> [The task]: Below are entries; copy exactly the lines from the one with "Disclaimers 😄" through the one with "that without discussion.", both included, and leave out the rest.

########

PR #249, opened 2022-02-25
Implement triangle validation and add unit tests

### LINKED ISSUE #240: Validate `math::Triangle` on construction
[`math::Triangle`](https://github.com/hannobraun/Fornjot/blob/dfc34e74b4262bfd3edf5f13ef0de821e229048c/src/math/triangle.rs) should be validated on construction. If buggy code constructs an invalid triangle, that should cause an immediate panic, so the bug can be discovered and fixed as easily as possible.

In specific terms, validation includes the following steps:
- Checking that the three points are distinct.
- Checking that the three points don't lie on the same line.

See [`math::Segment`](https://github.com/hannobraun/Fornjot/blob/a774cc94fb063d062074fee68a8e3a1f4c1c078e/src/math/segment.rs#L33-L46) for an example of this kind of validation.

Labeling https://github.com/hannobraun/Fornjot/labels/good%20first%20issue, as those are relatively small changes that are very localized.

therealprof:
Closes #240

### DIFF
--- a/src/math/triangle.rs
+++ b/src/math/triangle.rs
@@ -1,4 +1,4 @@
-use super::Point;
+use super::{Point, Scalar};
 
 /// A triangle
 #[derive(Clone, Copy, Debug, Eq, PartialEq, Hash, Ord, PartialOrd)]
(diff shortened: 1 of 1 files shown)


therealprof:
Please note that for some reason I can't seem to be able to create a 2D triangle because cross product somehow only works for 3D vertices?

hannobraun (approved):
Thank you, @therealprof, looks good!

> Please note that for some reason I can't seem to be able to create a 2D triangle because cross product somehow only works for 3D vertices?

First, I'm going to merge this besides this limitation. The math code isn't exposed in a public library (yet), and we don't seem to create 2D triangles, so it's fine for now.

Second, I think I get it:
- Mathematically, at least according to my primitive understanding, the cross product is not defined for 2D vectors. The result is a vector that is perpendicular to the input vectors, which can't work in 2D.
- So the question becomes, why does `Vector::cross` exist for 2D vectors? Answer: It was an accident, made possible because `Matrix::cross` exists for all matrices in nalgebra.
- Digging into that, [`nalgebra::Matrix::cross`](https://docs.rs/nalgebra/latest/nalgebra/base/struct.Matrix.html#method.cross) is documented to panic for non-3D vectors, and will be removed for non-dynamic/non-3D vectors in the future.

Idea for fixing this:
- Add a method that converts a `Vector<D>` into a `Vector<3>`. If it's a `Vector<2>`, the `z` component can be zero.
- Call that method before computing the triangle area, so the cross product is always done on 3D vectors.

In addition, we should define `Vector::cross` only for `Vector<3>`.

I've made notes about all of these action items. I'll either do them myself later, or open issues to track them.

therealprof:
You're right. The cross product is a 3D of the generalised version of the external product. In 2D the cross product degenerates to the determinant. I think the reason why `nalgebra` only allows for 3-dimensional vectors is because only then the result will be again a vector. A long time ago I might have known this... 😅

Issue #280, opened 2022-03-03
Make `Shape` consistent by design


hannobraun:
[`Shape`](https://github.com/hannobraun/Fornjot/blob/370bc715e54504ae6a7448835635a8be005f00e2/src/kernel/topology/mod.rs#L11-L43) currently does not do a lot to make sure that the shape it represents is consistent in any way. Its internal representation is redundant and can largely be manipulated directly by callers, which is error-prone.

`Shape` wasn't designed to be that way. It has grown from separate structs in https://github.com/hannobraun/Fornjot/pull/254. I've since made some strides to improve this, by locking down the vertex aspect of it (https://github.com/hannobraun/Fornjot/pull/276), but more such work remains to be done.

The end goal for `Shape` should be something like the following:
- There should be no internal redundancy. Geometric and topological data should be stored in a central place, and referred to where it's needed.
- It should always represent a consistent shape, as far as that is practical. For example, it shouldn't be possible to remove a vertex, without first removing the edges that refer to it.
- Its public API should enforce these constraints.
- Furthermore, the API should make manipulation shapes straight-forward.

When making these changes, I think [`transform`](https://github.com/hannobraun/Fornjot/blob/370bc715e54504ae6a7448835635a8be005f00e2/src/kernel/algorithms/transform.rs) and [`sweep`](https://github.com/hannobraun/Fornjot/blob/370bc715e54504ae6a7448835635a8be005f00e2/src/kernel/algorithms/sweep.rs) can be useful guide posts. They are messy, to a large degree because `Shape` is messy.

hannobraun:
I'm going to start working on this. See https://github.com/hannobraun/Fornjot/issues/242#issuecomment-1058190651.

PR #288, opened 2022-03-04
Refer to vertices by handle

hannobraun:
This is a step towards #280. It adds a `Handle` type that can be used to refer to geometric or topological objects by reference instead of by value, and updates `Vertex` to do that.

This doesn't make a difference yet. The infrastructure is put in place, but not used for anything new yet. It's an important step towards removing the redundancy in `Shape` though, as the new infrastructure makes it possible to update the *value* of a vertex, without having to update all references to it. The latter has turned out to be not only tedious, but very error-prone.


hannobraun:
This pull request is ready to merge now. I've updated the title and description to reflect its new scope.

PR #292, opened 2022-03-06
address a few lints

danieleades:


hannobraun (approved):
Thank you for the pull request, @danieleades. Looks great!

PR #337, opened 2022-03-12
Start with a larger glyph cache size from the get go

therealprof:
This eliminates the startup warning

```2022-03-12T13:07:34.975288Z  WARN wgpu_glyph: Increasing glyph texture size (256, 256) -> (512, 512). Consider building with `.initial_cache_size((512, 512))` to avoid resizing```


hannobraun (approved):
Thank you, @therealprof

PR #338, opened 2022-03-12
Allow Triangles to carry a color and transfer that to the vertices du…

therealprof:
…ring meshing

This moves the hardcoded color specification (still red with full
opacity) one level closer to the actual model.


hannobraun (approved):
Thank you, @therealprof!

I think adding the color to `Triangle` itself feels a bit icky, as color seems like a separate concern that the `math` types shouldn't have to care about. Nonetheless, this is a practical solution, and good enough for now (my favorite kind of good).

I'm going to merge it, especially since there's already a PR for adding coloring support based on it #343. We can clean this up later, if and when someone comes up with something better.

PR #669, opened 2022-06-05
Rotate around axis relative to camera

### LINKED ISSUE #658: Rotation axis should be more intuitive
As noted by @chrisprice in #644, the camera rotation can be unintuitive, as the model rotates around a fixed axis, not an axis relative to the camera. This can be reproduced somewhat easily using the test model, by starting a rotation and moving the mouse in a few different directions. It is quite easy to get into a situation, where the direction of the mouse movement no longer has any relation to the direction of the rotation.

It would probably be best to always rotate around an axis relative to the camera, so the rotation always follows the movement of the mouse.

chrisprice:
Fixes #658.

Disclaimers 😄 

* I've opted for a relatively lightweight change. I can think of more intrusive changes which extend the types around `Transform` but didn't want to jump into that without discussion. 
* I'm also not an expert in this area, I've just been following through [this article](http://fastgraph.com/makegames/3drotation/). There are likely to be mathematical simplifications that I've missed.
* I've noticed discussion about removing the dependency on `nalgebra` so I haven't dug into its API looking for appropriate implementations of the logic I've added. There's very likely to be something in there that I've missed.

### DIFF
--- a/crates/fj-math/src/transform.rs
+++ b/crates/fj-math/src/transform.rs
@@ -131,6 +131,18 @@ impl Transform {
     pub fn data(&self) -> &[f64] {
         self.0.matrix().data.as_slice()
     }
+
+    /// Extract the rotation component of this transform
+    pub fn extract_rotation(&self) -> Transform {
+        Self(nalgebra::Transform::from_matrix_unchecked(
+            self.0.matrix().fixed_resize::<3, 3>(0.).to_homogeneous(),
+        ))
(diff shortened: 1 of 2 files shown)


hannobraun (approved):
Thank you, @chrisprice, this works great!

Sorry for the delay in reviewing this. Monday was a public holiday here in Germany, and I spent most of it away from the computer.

########

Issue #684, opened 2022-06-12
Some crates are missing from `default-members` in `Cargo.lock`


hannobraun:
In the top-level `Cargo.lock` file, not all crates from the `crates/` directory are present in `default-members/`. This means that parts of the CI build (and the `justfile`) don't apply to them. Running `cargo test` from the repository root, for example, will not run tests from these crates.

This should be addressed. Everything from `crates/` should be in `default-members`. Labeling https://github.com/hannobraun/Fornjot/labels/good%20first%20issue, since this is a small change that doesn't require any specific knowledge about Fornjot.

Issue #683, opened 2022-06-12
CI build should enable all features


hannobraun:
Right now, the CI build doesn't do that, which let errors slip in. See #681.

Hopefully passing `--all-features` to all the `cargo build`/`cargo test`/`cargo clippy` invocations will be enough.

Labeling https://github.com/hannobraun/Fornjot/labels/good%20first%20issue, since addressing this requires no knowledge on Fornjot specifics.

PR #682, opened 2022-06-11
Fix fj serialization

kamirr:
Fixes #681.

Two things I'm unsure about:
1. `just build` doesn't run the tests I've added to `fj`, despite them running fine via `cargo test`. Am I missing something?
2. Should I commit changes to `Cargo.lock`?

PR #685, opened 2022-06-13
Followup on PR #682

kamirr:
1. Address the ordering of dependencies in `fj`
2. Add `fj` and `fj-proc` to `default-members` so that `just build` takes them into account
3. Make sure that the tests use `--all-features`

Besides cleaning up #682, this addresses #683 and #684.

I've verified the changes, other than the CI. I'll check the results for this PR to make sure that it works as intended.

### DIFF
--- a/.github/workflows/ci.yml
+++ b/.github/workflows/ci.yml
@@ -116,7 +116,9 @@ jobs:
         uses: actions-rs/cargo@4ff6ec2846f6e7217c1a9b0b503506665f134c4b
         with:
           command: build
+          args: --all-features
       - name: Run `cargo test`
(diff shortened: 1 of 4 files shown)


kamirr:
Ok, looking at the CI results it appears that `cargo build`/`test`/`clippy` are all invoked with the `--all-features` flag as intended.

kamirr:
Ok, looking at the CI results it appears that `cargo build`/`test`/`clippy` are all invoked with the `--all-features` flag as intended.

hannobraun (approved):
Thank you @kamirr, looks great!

########

> [Task result]:
Disclaimers 😄 

* I've opted for a relatively lightweight change. I can think of more intrusive changes which extend the types around `Transform` but didn't want to jump into that without discussion. 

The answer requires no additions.